# Magrabe Exchange Option: not equal drifts

I need to calculate the price of exchange option between 2 assets $S_1$ and $S_2$ The formula is given here Wiki: Magrabe formula or here Quant Stack Exchange. In the derivation of the formula it is assumed, that price is the discounted expecation of future claim under risk-neutral measure $Q$: $$p=e^{-r_{f}}\mathbb{E}_{Q}(S_1-S_2)^{+}$$. and under risk-neutral measure it is assumed, that: $$dS_{i,t}=\mu_{i}dt+\sigma_{i}dW^{i}_{t}$$ $$\mu_{i}=r_{f}\text{, for }i=1,2$$.

My question is:

Why do we calculate expectation under risk-neutral measure $Q$ and not real-world measure $P$ ? In real world return on each asset can be different, i.e. $\mu_1\neq\mu_2\neq r_f$. Then it would make sence to use real-world measure, under which this condition is fullfilled.
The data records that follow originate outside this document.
PR #1956, opened 2016-12-05
[FEATURE] Added Argument types: bool, input_directory and output_directory

smehringer:
Replaces #1947

### DIFF
--- a/include/seqan/arg_parse/arg_parse_type_support.h
+++ b/include/seqan/arg_parse/arg_parse_type_support.h
@@ -44,6 +44,28 @@
 
 namespace seqan {
 
+
+// ==========================================================================
+// Tags, Classes, Enums
+// ==========================================================================
+
+template <typename TVoidSpec = void>
+struct BooleanArgumentValues_
+{
+    static const std::vector<std::string> LIST_TRUE;
+    static const std::vector<std::string> LIST_FALSE;
+};
+
+template <typename TVoidSpec>
+const std::vector<std::string> BooleanArgumentValues_<TVoidSpec>::LIST_TRUE{"1", "ON", "TRUE", "T"};
+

• This has nothing to do with Magrabe formula. Same already applies to Black-Scholes. Search for "risk neutral pricing". Short answer is: option price is the price of a hedging portfolio. – AFK Jan 27 '15 at 9:37

## 1 Answer

You can essentially get your answer from any quantitative finance book. I recommend Shreve's book. Note that this has nothing to do with pricing an exchange option.

You could price in the real-world measure, but that's very difficult if impossible because you'd need to know the risk premium for an instrument. By changing the probability measure to risk-neutral, you can assume all investors demand only the risk-free rate and thus you could discount your expected price with the risk-free rate.

Please read risk neutral measure on Wikipedia. In particular, focus on "Unfortunately, the discount rates would vary between investors and an individual's risk preference is difficult to quantify."